Comment ne pas me lécher les babines à l’idée de ce rendez-vous inattendu ? Permettez-moi d’abord de me présenter à mes nouveaux lecteurs : je m’appelle Cannelle et ma félinité porte allègrement ses 15 ans. Ce que j’ai perdu en adolescence, je l’ai au moins gagné cinq fois en maturité, ce qui m’autorise à observer le genre humain du haut des mes 75 ans -dans leur arithmétique – avec une certaine sagesse.

Ma Maîtresse se targue d’être écrivaine, écrivante, autrice, dramaturge, scénariste…enfin, je m’y perds, les humains ont souvent trop de mots pour nommer les choses simples ! Bref, Ma Maîtresse écrit, donc occupe très souvent l’ordinateur et j’ai dû attendre sa crise de procrastination quotidienne pour lui voler son clavier. Voilà qui est fait et c’est avec délice que je pose mes coussinets sur les touches noires, si sensibles à mes humeurs. Dois-je vous avouer que malgré les années, j’ai beaucoup de mal à comprendre le fonctionnement de l’espèce humaine? Et plus encore depuis quelques semaines !
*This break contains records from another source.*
PR #236, opened 2022-03-31
fix docker user

thefinn93:
associated signald change incoming


tulir:
This needs to update the log config in `fixperms` and also call the function after generating a registration/config (see https://github.com/mautrix/instagram/blob/master/docker-run.sh for example)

En temps normal, je voyais tous ces bipèdes – y compris ceux qui habitent chez moi – s’agiter frénétiquement du matin au soir et répéter à l’envi « Je suis sous l’eau » alors qu’ils avaient les pieds parfaitement au sec. Tout ce monde de bipèdes s’était également fait greffer un drôle d’appareil sur l’oreille ou bien entre leurs deux pouces et ce petit objet bruyant semblait indispensable à leur survie.

La société humaine devenait folle, je le voyais bien depuis ma fenêtre, mais personne ne prenait l’initiative d’appuyer sur le frein pour éviter le mur, jusqu’à ce qu’un minuscule machin, minuscule au point d’être invisible même pour mes yeux perçants de (presque) Persane, ne parvienne avec tous ses semblables à arrêter l’asile mondial. Multipliés, démultipliés, surmultipliés – chacun sait que l’union fait la force – ces très petits machins sont arrivés à immobiliser la planète et du jour au lendemain tous les bipèdes se sont mis à vivre comme des félins domestiques, sans chatière – ou presque – entre leur gamelle et leur panier, forcés de bien nettoyer leurs coussinets et leurs griffes, aussi souvent que je le fais ! Mais là s’arrêtent nos points communs momentanées, je sens bien que je ne parviendrai pas à les faire vivre à mon rythme, 22 h de sommeil, les deux heures restantes partagées entre croquettes, eau claire, étirements et caresses !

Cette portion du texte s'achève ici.